Diana Policarpo Bodies we care for (2020), The Oracle (video, 2020). Credits_ T-space studio
Villa Olmo, Como Courtesy T-Space Studio
Un gruppo di artisti contemporanei interpretano visivamente l’attività di ricerca di Plinio il Vecchio, di cui ricorre il bimillenario della nascita. Ciò che ne emerge è una mostra dal respiro enciclopedico, colta e divertente al tempo stesso. A Villa Olmo di Como dal 15 ottobre 2023 al 7 gennaio 2024.

Il sapere enciclopedico e l’arte contemporanea condividono almeno un aspetto: entrambi si avvalgono di strumenti diversissimi per indagare il reale nelle sue trame più profonde. Se si possiede l’ambizione di raccontare il mondo nella sua interezza, come si propone il metodo enciclopedico, nessun aspetto può esser escluso dalla ricerca. Allo stesso modo l’arte contemporanea, nella sua lettura più concettuale possibile, cerca di affrontare la realtà nel modo più eterogeneo possibile, attingendo da qualsiasi fonte e utilizzando ogni mezzo possibile per esaltarne un particolare aspetto.
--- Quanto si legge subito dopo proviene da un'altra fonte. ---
PR #230, opened 2024-04-26
Allow in-browser view of cloud files

timiimit:
`Content-Type` is now determined based on file's extension instead of always being `application/octet-stream`.
This prevented cloud files from being displayed in the browser.
This change was made so that announcements can be stored in cloud files and then properly displayed in-game.


UT4MasterServer/Controllers/Epic/CloudStorageController.cs
```diff
@@ -35,8 +38,50 @@ public async Task<IActionResult> ListUserFiles(string id)
...
+	public async Task<IActionResult> UpdateUserFile(string id, string filename)
+	{
+		if (User.Identity is not EpicUserIdentity user)
+			return Unauthorized();
+		var accountID = EpicID.FromString(id);
+		if (user.Session.AccountID != accountID)
+		{
+			// cannot modify other's files
+
+			// unless you are a game server with this player and are modifying this player's stats file
```
Saibamen, line 57:
```suggestion
			// cannot modify other's files
			// unless you are a game server with this player and are modifying this player's stats file
```

UT4MasterServer.Services/UT4MasterServer.Services.csproj
```diff
@@ -7,8 +7,8 @@
   </PropertyGroup>
 
   <ItemGroup>
-    <PackageReference Include="Microsoft.Extensions.Hosting.Abstractions" Version="7.0.0" />
-    <PackageReference Include="Microsoft.Extensions.Options" Version="7.0.0" />
+    <PackageReference Include="Microsoft.Extensions.Hosting.Abstractions" Version="8.0.0" />
+    <PackageReference Include="Microsoft.Extensions.Options" Version="8.0.2" />
```
Saibamen, line 11: Please use 6.x

Saibamen (changes requested):

UT4MasterServer.Services/UT4MasterServer.Services.csproj
timiimit: I messed up my commits and included dependencies here by mistake. I will rewrite history and force push.

timiimit:
I should note that I was not able to get server running without updating the dependencies first. I'm not really sure why. So this should probably only be merged after #229.

Saibamen (approved):

PR #248, opened 2026-06-16
Smoke stack integration

itpick:


timiimit:
There's so much wrong with this. That I don't know if i should even properly review this...

Random notes as I skim across the PR:
- Email verification has already been implemented in #213 I just haven't had the time to give it a test, because I would need to setup a test server. It should be a separate PR if for some reason you wish to have a different take on its implementation.
- I saw that `Friends popup on Linux` is supposedly not feasible, which is not true, because I did it with UT4UU without source recompile...
- "UT4UU plugin authors (Letgam3rs)" what???
- "The UT4 binary has Epic prod hostnames hardcoded" false, there are configs in ini which can change them
- QuickPlay is not to be part of UT4MS project. QuickPlay servers can be hosted by anyone. UT4MS should only enable the buttons on main menu once QuickPlay is up in some way.

If this really does what it's supposed to then great, but it introduces so much noise that I am not willing to include it in a current state. Every change should be a separate PR to make changes human readable.
I really don't want to be rude, but honestly it looks like a joke PR. Just like all vibecoding.

PR #249, opened 2026-07-24
feat(matchmaking): let trusted servers override advertised address for NAT/tunnels

itpick:
## Problem

UT4 dedicated servers register with the master via `POST /ut/api/matchmaking/session` (`MatchmakingController.CreateGameServer`). The handler unconditionally overwrites the server's declared `serverAddress` with the **source IP of the registration request**:

```csharp
server.ServerAddress = ipClient.ToString();
```

That is correct for a server on a routable public IP. But for a server behind **NAT or a tunnel** — playit.gg, Cloudflare Spectrum, or a home server behind CGNAT — the source IP the master sees is the server's **egress** address, which is *not* the **ingress** address players must connect to. The result is that the server browser lists an address nobody can reach.

## Change

For **trusted** servers only (`trust != Untrusted`, using the existing `TrustedGameServerService`), an operator can opt in to advertising the real public address. Both mechanisms are **config-gated and default OFF**, so upstream behavior is unchanged unless explicitly enabled. Untrusted-server behavior is left exactly as-is.

A new top-level `Trusted` config section (bound via `IOptions<TrustedGameServerSettings>`, matching the existing settings pattern) provides two opt-ins:

1. **`Trusted:AllowDeclaredAddress`** (bool) — when true, honor the `serverAddress` the server declared in its request body, provided it is a valid, non-empty, non-`"0.0.0.0"` IP. The declared value is captured *before* the source-IP overwrite.
2. **`Trusted:AllowDeclaredAddress` — `X-Forwarded-For` fallback** — the UE5.8 UT client shim (`OnlineSessionUT::RegisterServer`) advertises its `ServerAddressOverride` via an **`X-Forwarded-For` request header** rather than in the body, so the body path above misses those servers entirely. Under the *same* `AllowDeclaredAddress` gate, when the trusted server declares no valid body address, fall back to the **left-most `X-Forwarded-For` entry** (validated the same way: non-empty, non-`"0.0.0.0"`, parseable IP). Captured *before* the source-IP overwrite, same as the body path. Logged with reason `xff-fallback`.
3. **`Trusted:AddressOverrides`** (dictionary `sourceIP -> publicIP`) — otherwise, if the request's source IP is a key in this map, advertise the mapped public IP instead.

**Precedence:** explicit body `declaredAddress` → `X-Forwarded-For` fallback → `AddressOverrides` map → the default source-IP behavior.

When an override is applied, it is logged at Info level (server id, from → to, and reason).

### Example config (environment variables)

```
Trusted__AllowDeclaredAddress=true
Trusted__AddressOverrides__23.123.225.250=69.9.179.19
```

## Notes

- No change to the model or wire format; only the value assigned to `ServerAddress` for trusted servers can differ.
- Built with `dotnet publish -c Release` (the repo Dockerfile) — compiles clean.

🤖 Generated with [Claude Code](https://claude.com/claude-code)

### DIFF
--- a/UT4MasterServer.Models/Settings/TrustedGameServerSettings.cs
+++ b/UT4MasterServer.Models/Settings/TrustedGameServerSettings.cs
@@ -1,0 +1,36 @@
+namespace UT4MasterServer.Models.Settings;
+
+/// <summary>
+/// Optional overrides that let a <em>trusted</em> game server advertise a public
+/// address different from the source IP of its registration request.
+/// </summary>
+/// <remarks>
+/// This exists for game servers behind NAT / tunnels (playit.gg,
+/// Cloudflare Spectrum, home servers behind CGNAT): they register from an
+/// egress IP that is not the address players must connect to, so the browser
+/// would otherwise list an unreachable address. Both mechanisms below are
+/// opt-in and default OFF, so upstream behavior is unchanged unless an
+/// operator explicitly enables them for a trusted server.
+///
+/// Bound from the top-level <c>Trusted</c> configuration section
+/// (e.g. env vars <c>Trusted__AllowDeclaredAddress</c> and
+/// <c>Trusted__AddressOverrides__&lt;sourceIP&gt;</c>).
+/// </remarks>
+public sealed class TrustedGameServerSettings
+{
+	/// <summary>
+	/// When true, a trusted server may declare its own <c>serverAddress</c> in
+	/// the registration request body and it will be honored instead of the
+	/// request source IP, provided the declared value is a valid, non-empty,
+	/// non-<c>"0.0.0.0"</c> IP address.
+	/// </summary>
+	public bool AllowDeclaredAddress { get; set; } = false;
+
+	/// <summary>
+	/// Static map of request source IP (egress) to public address (ingress).
+	/// When a trusted server registers from a source IP present as a key here,
+	/// the mapped value is advertised instead. Consulted only when
+	/// <see cref="AllowDeclaredAddress"/> did not already override the address.
+	/// </summary>
+	public Dictionary<string, string> AddressOverrides { get; set; } = new();
+}
--- a/UT4MasterServer/Controllers/UT/MatchmakingController.cs
+++ b/UT4MasterServer/Controllers/UT/MatchmakingController.cs
@@ -31,15 +31,18 @@ public sealed class MatchmakingController : JsonAPIController
 	private readonly TrustedGameServerService trustedGameServerService;
 
 	private readonly IOptions<ApplicationSettings> configuration;
+	private readonly IOptions<TrustedGameServerSettings> trustedServerSettings;
 
 	public MatchmakingController(
 		ILogger<MatchmakingController> logger,
 		IOptions<ApplicationSettings> configuration,
+		IOptions<TrustedGameServerSettings> trustedServerSettings,
 		MatchmakingService matchmakingService,
 		ClientService clientService,
 		TrustedGameServerService trustedGameServerService) : base(logger)
 	{
 		this.configuration = configuration;
+		this.trustedServerSettings = trustedServerSettings;
 		this.matchmakingService = matchmakingService;
 		this.clientService = clientService;
 		this.trustedGameServerService = trustedGameServerService;
@@ -74,6 +77,11 @@ public sealed class MatchmakingController : JsonAPIController
 		server.ID = EpicID.GenerateNew();
 		server.LastUpdated = DateTime.UtcNow;
 
+		// Capture any address the server declared in its request body BEFORE we
+		// overwrite it, so a trusted server behind NAT/tunnels can opt in to
+		// advertising it (see the override block below).
+		var declaredAddress = server.ServerAddress;
+
 		server.ServerAddress = ipClient.ToString();
 		server.Started = false;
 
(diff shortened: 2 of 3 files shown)


itpick:
@timiimit - please merge and update master server with this so that I can connect my hub.  Thanks!

itpick:
@Saibamen  - would be awesome if you can see this one getting merged in!  Thanks :)

itpick:
@timiimit - you alive?

Saibamen (approved):

itpick:
@Saibamen @timiimit  - I can send you guys a sandwich if you get this in!

UT4MasterServer/Program.cs
```diff
@@ -64,6 +64,7 @@ public static void Main(string[] args)
 		builder.Services
 			.Configure<ApplicationSettings>(builder.Configuration.GetSection("ApplicationSettings"))
 			.Configure<StatisticsSettings>(builder.Configuration.GetSection("StatisticsSettings"))
+			.Configure<TrustedGameServerSettings>(builder.Configuration.GetSection("Trusted"))
```
timiimit: Keep formatting the same as in other lines.
```suggestion
			.Configure<TrustedGameServerSettings>(builder.Configuration.GetSection("TrustedSettings"))
```

UT4MasterServer/Controllers/UT/MatchmakingController.cs
```diff
@@ -85,6 +117,64 @@ public async Task<IActionResult> CreateGameServer([FromBody] GameServer server)
...
+		if (trust != GameServerTrust.Untrusted)
+		{
+			var overrides = trustedServerSettings.Value;
+
+			// The override map is keyed by the client's egress IP. Normalize an
+			// IPv4-mapped IPv6 source (e.g. "::ffff:1.2.3.4") back to plain IPv4 so it
+			// matches config keys written as IPv4.
+			var overrideKey = ipClient.IsIPv4MappedToIPv6 ? ipClient.MapToIPv4().ToString() : ipClient.ToString();
+
+			if (overrides.AllowDeclaredAddress
```
timiimit: What are these 3 `if`s? Which human being writes the same conditions like this in every if statement?

UT4MasterServer/Controllers/UT/MatchmakingController.cs
```diff
@@ -85,6 +117,64 @@ public async Task<IActionResult> CreateGameServer([FromBody] GameServer server)
...
+				server.ServerAddress = forwardedForAddress;
+			}
+			// Validate the config-driven override the same way as the declared one:
+			// trim, reject empty/"0.0.0.0", and require a parseable IP so a misconfigured
+			// entry can't make the master advertise an invalid/unreachable address.
+			// Null-guard AddressOverrides (e.g. JSON "AddressOverrides": null) so
+			// TryGetValue can't throw, and look it up by the normalized IPv4 key.
+			else if (overrides.AddressOverrides is { } addressOverrides
+				&& addressOverrides.TryGetValue(overrideKey, out var mappedAddress)
+				&& mappedAddress?.Trim() is { Length: > 0 } trimmedMapped
```
timiimit: Isn't `mappedAddress?.Trim() is { Length: > 0 } trimmedMapped` equivalent to just `string.IsNullOrWhiteSpace(mappedAddress?.Trim())`?

UT4MasterServer/Controllers/UT/MatchmakingController.cs
```diff
@@ -74,6 +77,35 @@ public async Task<IActionResult> CreateGameServer([FromBody] GameServer server)
 		server.ID = EpicID.GenerateNew();
 		server.LastUpdated = DateTime.UtcNow;
 
+		// Capture any address the server declared in its request body BEFORE we
+		// overwrite it, so a trusted server behind NAT/tunnels can opt in to
+		// advertising it (see the override block below).
+		// Trim so a stray-whitespace value (e.g. " 0.0.0.0") cannot slip past the
+		// "0.0.0.0" guard below while IPAddress.TryParse still accepts it.
+		var declaredAddress = server.ServerAddress?.Trim();
```
timiimit: Why is `declaredAddress` computed even when it's not needed?
This should be inside `if (overrides.AllowDeclaredAddress)` in added chunk of code below.

UT4MasterServer.Models/Settings/TrustedGameServerSettings.cs
```diff
@@ -0,0 +1,36 @@
+namespace UT4MasterServer.Models.Settings;
+
+/// <summary>
+/// Optional overrides that let a <em>trusted</em> game server advertise a public
+/// address different from the source IP of its registration request.
+/// </summary>
+/// <remarks>
+/// This exists for game servers behind NAT / tunnels (playit.gg,
+/// Cloudflare Spectrum, home servers behind CGNAT): they register from an
+/// egress IP that is not the address players must connect to, so the browser
```
timiimit: Why is `browser` mentioned?

itpick:
🙏 please !

UT4MasterServer.Models/Settings/TrustedGameServerSettings.cs
```diff
@@ -0,0 +1,36 @@
+namespace UT4MasterServer.Models.Settings;
+
+/// <summary>
+/// Optional overrides that let a <em>trusted</em> game server advertise a public
+/// address different from the source IP of its registration request.
+/// </summary>
+/// <remarks>
+/// This exists for game servers behind NAT / tunnels (playit.gg,
+/// Cloudflare Spectrum, home servers behind CGNAT): they register from an
```
timiimit: There's no reason to list examples in code. It would be better to explain NAT instead, if anything at all.

UT4MasterServer.Models/Settings/TrustedGameServerSettings.cs
```diff
@@ -0,0 +1,36 @@
...
+/// egress IP that is not the address players must connect to, so the browser
+/// would otherwise list an unreachable address. Both mechanisms below are
+/// opt-in and default OFF, so upstream behavior is unchanged unless an
+/// operator explicitly enables them for a trusted server.
+///
+/// Bound from the top-level <c>Trusted</c> configuration section
+/// (e.g. env vars <c>Trusted__AllowDeclaredAddress</c> and
+/// <c>Trusted__AddressOverrides__&lt;sourceIP&gt;</c>).
```
timiimit: What is this part of the comment talking about? There are no env vars in this PR anywhere.

UT4MasterServer/Controllers/UT/MatchmakingController.cs
```diff
@@ -85,6 +117,64 @@ public async Task<IActionResult> CreateGameServer([FromBody] GameServer server)
...
+				&& IPAddress.TryParse(trimmedMapped, out _))
+			{
+				logger.LogInformation(
+					"Trusted server {ServerID} (client {ClientID}) address override {From} -> {To} (reason: egress->ingress map)",
+					server.ID, server.OwningClientID, server.ServerAddress, trimmedMapped);
+				server.ServerAddress = trimmedMapped;
+			}
+		}
+
 		if (trust != GameServerTrust.Untrusted)
```
timiimit: Literally the same if statement is just below yours. Why not put your code in this one?

UT4MasterServer/Controllers/UT/MatchmakingController.cs
```diff
@@ -85,6 +117,64 @@ public async Task<IActionResult> CreateGameServer([FromBody] GameServer server)
...
+			// TryGetValue can't throw, and look it up by the normalized IPv4 key.
+			else if (overrides.AddressOverrides is { } addressOverrides
+				&& addressOverrides.TryGetValue(overrideKey, out var mappedAddress)
+				&& mappedAddress?.Trim() is { Length: > 0 } trimmedMapped
+				&& trimmedMapped != "0.0.0.0"
+				&& IPAddress.TryParse(trimmedMapped, out _))
+			{
+				logger.LogInformation(
+					"Trusted server {ServerID} (client {ClientID}) address override {From} -> {To} (reason: egress->ingress map)",
+					server.ID, server.OwningClientID, server.ServerAddress, trimmedMapped);
```
timiimit: All blocks with your if-statements contain the same duplicated code. Why not add another parameter for "reason" to `LogInformation` instead?

itpick:
don't forget!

Non è un caso, dunque, che Fondazione Come Arte si sia rivolta a diversi artisti contemporanei per raccontare Plino il Vecchio, di cui ricorre il bimillenario della nascita. Il gruppo di autori, raccolto nell’esposizione COSMOS. The Volcano Lover, è in mostra con una serie di opere che attraverso un linguaggio moderno si ricollegano al lavoro di Plinio, anche grazie al dialogo con reperti archeologici risalenti all’età romana antica provenienti da diversi musei italiani.

Pauline Julier, Naturales Historiae. Courtesy the artist

Nato a Como duemila anni fa (nel 23 o forse 24 d.C.), vissuto ai tempi di Nerone, Vespasiano e Tito, procuratore e poi ammiraglio imperiale, Plinio il Vecchio non fu uno scienziato né solo uno scrittore, ma un uomo d’azione con una sterminata curiosità e un’autentica fascinazione per tutti i fenomeni e le espressioni della Natura. La sua Naturalis Historia, unica, ma colossale opera giunta fino a noi, è la summa di tutte le conoscenze possibili ai tempi in cui visse, un compendio proto-enciclopedico del sapere. Plinio imparò e scrisse su tutto: dai fulmini alla storia della pittura, dagli alberi silvestri alla storia delle guerre in Germania, dall’ambra gialla all’elenco delle opere “mirabili” costruite con la pietra.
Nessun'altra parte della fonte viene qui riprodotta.